━━━━━ Records for the exercise ━━━━━
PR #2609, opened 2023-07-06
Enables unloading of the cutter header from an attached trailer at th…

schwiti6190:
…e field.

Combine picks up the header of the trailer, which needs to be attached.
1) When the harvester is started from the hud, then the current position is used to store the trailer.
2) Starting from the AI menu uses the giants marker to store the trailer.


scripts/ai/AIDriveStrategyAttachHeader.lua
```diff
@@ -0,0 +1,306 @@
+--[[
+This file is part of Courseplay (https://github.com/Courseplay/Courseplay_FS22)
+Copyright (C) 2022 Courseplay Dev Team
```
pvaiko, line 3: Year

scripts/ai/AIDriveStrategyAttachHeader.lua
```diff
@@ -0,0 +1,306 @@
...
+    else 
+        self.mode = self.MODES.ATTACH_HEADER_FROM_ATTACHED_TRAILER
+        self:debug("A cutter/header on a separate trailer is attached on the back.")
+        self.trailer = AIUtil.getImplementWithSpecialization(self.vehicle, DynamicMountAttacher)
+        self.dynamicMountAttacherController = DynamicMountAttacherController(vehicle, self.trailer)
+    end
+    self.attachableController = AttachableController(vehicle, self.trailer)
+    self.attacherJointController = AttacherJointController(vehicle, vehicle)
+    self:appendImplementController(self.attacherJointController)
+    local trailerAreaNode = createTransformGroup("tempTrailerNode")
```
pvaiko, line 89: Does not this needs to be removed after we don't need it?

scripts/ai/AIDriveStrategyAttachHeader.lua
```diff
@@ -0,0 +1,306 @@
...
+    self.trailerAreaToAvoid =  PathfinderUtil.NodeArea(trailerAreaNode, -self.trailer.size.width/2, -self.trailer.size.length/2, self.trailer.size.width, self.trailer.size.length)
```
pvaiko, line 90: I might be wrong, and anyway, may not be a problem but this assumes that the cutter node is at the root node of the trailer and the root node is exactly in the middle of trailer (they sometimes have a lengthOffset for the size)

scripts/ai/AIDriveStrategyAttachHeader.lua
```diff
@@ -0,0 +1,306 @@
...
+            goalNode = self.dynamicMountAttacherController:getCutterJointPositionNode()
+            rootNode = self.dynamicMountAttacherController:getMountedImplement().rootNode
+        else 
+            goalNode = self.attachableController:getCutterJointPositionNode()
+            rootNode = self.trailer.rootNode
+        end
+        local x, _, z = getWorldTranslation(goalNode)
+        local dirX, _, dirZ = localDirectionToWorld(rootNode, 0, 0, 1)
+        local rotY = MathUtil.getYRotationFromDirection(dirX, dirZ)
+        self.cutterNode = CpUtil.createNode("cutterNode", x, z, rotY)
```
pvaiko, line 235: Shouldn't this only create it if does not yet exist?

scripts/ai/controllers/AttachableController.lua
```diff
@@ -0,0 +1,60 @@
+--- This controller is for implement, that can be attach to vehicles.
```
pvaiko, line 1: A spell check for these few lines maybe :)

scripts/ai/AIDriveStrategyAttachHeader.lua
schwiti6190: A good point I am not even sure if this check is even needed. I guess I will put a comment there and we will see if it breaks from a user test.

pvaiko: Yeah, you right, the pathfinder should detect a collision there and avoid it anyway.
━━━━━
━━━━━ Records for the exercise ━━━━━
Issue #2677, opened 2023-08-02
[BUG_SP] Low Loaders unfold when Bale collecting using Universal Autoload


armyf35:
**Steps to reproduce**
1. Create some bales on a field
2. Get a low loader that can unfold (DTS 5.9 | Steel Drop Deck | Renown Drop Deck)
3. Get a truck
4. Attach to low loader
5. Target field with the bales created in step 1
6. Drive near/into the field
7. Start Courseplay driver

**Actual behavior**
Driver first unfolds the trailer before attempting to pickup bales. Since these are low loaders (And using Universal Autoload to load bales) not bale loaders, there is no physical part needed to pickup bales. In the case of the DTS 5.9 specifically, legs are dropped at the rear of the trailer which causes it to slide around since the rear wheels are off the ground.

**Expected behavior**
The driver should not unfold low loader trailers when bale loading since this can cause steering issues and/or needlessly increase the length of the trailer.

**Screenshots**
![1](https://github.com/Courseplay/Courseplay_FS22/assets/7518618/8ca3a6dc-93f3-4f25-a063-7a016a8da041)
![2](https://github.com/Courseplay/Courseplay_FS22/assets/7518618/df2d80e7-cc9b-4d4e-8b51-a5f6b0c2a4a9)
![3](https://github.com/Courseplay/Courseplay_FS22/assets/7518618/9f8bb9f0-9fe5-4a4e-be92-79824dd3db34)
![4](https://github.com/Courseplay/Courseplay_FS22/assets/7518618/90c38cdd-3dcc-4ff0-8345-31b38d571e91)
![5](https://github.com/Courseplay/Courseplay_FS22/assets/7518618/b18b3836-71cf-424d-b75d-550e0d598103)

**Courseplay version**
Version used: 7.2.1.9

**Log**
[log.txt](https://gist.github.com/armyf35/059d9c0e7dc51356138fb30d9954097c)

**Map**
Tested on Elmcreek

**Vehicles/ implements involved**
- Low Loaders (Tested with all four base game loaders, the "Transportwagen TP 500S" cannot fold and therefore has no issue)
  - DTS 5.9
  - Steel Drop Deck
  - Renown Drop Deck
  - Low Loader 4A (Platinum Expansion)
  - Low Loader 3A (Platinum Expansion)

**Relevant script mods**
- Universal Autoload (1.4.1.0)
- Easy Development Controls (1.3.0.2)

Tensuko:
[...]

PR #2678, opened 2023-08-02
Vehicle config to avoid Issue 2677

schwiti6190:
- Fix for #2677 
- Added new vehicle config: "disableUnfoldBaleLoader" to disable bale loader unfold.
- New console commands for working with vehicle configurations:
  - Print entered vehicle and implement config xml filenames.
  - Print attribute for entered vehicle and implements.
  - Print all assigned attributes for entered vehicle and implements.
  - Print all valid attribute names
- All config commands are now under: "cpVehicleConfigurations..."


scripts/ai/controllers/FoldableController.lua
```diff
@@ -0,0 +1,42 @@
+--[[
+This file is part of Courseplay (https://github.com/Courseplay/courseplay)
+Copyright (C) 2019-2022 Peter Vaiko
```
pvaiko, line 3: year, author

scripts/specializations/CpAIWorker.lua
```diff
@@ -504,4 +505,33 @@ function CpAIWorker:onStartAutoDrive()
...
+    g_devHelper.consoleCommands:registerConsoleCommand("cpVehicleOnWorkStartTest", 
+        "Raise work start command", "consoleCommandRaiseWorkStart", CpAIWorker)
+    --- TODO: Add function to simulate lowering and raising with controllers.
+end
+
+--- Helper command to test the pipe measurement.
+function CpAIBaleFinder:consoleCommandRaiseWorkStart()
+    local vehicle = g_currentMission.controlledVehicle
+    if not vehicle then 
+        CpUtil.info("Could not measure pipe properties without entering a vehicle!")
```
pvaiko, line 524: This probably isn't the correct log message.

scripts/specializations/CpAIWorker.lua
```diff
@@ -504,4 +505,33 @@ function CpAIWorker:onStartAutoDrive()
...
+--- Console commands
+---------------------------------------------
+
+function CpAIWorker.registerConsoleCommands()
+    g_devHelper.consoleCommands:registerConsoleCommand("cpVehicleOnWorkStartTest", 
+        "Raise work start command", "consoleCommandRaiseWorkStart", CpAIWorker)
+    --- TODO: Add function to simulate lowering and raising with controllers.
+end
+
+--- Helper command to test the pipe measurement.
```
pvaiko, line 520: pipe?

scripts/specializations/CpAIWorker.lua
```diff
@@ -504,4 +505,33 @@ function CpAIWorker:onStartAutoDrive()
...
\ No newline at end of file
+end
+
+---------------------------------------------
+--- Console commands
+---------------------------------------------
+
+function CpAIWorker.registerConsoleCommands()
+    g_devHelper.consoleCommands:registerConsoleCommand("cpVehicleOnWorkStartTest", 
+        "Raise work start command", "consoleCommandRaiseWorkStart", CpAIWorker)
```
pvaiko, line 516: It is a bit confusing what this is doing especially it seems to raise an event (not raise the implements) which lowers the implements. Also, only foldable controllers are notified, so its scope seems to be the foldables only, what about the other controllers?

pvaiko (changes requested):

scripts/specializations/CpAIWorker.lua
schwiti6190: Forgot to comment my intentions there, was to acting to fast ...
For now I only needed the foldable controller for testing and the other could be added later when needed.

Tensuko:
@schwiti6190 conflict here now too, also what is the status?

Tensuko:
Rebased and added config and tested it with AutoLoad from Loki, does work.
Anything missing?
━━━━━
━━━━━ Records for the exercise ━━━━━
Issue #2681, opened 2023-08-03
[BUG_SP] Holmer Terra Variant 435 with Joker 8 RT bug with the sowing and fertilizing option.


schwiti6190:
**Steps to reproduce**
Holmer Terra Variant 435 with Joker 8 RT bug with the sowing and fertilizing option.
━━━━━
• Work instructions:
All lines with the word "bales" should be copied from the material above.

• Result of this task:
1. Create some bales on a field
5. Target field with the bales created in step 1
Driver first unfolds the trailer before attempting to pickup bales. Since these are low loaders (And using Universal Autoload to load bales) not bale loaders, there is no physical part needed to pickup bales. In the case of the DTS 5.9 specifically, legs are dropped at the rear of the trailer which causes it to slide around since the rear wheels are off the ground.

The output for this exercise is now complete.